Bonjour,
Comme dit précédemment, le S&P 500 convient bien à ceux qui recherchent du rendement, il suffit de voir son historique comparé à d’autres indices.
Après, à voir ce qui ne te convient pas dans cette répartition. Si c’est la concentration géographique, effectivement un World apporterait davantage de diversité, tout en conservant 70% d’USA. En revanche, y rajouter du stoxx 600 ferait surtout doublon. Pour espérer davantage de rendement, pourquoi pas incorporer une ligne de small caps ?
Avec un SP500 tu as une exposition géographique 100% USA. Avec un MSCI World tu auras une exposition 70% USA, 20% Europe, 6% Japon.
Le SP500 c’est +40% sur la Tech/Comm. Le MSCI World +30% Tech/Comm.

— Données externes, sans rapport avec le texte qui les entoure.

PR #191, opened 2016-10-08
Add deep value getter to sortRows function

### LINKED ISSUE #181: Default sort doesn't work with "deep" properties
**I'm submitting a ...**  
```
[ ] bug report => search github for a similar issue or PR before submitting
[x] feature request
```

**Current behavior**
When you specify a "deep" property as the `prop` for a column: 

```typescript
new TableColumn({
    name: 'Cylinders',
    prop: 'engine.cylinders'
}),
```

or 

```html
            <datatable-column name="Cylinders" prop="engine.cylinders">
              <template let-value="value">
                {{value}}
              </template>
            </datatable-column>
```

Sort malfunctions, the entire data set is not sorted.

**Expected behavior**
All rows are sorted based on the value for the column. This is the behavior for rows that use a "shallow" property

http://plnkr.co/edit/9Eug63qi775HVCMe3BhO?p=preview

1. On either the "Expressive: Cars" tab or the "Templated: Cars" tab, try to sort by Formation
2. See that the sort does not work.
3. On either the "Expressive: Cars" tab or the "Templated: Cars" tab, try to sort by Color
4. See the the sort does work

I need to sort on deep properties, 

Since its trivial (from the usage standpoint) to display these properties using the `prop` input, it seems like sorting by them should be supported by the default sort 

Windows
VSCode
Node
Webpack Dev Server

* **Table version:** 0.7.x
0.9.2

* **Angular version:** 2.0.x
@angular/core@2.0.1

* **Browser:**
Only tried in Chrome

* **Language:** 

TypeScript@2.0.3

ashleahhill:
- [x] Bugfix
- [ ] Feature
- [ ] Build related changes
- [ ] CI related changes

#181 

**What is the new behavior?**
Default sort uses deepValueGetter to find values to compare.

- [ ] Yes
- [x] No

**Other information**:

Fixes #181

### DIFF
--- a/src/utils/sort.ts
+++ b/src/utils/sort.ts
@@ -1,6 +1,6 @@
 import { Sort } from '../models';
 import { SortType, SortDirection } from '../types';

La question à se poser c’est à ton avis, quels seront les marchés et secteurs qui performeront le mieux dans les années à venir… les USA ? L’Europe ? Les deux ? Aucun des deux ? La Tech ou pas la Tech ?
Je ne veux pas te donner de réponse précise concernant une allocation car d’autres s’en chargeront certainement, moi je préfère t’inciter à te faire tes propres opinions en étudiant les perspectives de l’économie mondiale.

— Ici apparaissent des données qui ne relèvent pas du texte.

PR #195, opened 2016-10-12
Removed package.json engine restrictions

ocombe:
**What kind of change does this PR introduce?**

The lib restricts the engine to node ~6.0.0 for no reason (this lib doesn't use any binary). This is a problem when using Yarn because it is more strict than npm and it will respect the engine restrictions which will fail the installation of all the npm modules with the following error message:
`error angular2-data-table@0.9.3: The engine "node" is incompatible with this module. Expected version "~6.0.0".`

**What is the new behavior?**
Removed the restriction

**Does this PR introduce a breaking change?**
- [ ] Yes
- [x] No

### DIFF
--- a/package.json
+++ b/package.json
@@ -32,10 +32,6 @@
     "release:css": "node-sass -o release/ src/themes && node-sass -o release/ src/components",
     "release:minify": "uglifyjs release/index.js --source-map release/index.min.js.map --source-map-url release/index.js.map --compress --mangle --screw-ie8 --output release/index.min.js"
   },
-  "engines": {
-    "node": "~6.0.0"
-  },
-  "engineStrict": true,
   "repository": {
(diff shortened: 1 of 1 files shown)


amcdnl:
I added the engine restrictions to prevent people from downloading it with Node 4.x and it having build errors.

ocombe:
you only have build errors if you clone it from github and try to run it, not if you install it from npm right ?

amcdnl:
Correct.

ocombe:
Then the engine restriction in the package.json doesn't help, because it only works when you npm install it from npm :)

amcdnl:
Thanks! :)

niklas-dahl:
I'm using node v6.3.1 and I still get this error using yarn, is this intended?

Le plus souvent on tente simplement de répondre aux questions.
C’’est par ailleurs vrai que certaines réponses peuvent s’apparenter à des conseils même si je n’en ai jamais vu commencer par « je te conseille… ».

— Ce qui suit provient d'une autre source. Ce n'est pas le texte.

PR #200, opened 2016-10-12
Fix #166 - Style sorted columns

### LINKED ISSUE #166: Highlight ordered columns
To better notice which column is ordered, a class could be added to the ordered column so it can be styled to the user's need.

I am currently investigating the best way of implementing this.

yann510:
- [ ] Bugfix
- [X] Feature
- [ ] Build related changes
- [ ] CI related changes

**What is the new behavior?**

Added class on sorted body cells

- [ ] Yes
- [X] No

### DIFF
--- a/.gitignore
+++ b/.gitignore
@@ -229,3 +229,4 @@ pip-log.txt
 
 #Mr Developer
 .mr.developer.cfg
+yarn.lock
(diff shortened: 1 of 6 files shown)


amcdnl:
I like this idea, curious why not just key off the current sort props instead of all new props?

amcdnl:
Added manually w/ my latest push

C’est totalement vrai, construire sa propre opinion est un élément essentiel dans l’investissement (dans la plupart des domaines d’ailleurs).
Et « étudier les perspectives de l’économie mondiale » fait probablement partie des moyens d’y parvenir.
Néanmoins cela demande une certaine adresse intellectuelle et une culture générale que tous n’ont pas, je crois d’ailleurs en faire partie. Sans les articles que je lis ici et là j’aurais bien du mal à analyser et comprendre le monde qui m’entoure.
Tout ceci pour dire que construire son opinion, en matière de finances, c’est aussi poser des questions sur les forums et en attendre des réponses.
Beaucoup précisent que leur avis n’est pas conseil en investissement mais, malgré tout, en s’en nourrit.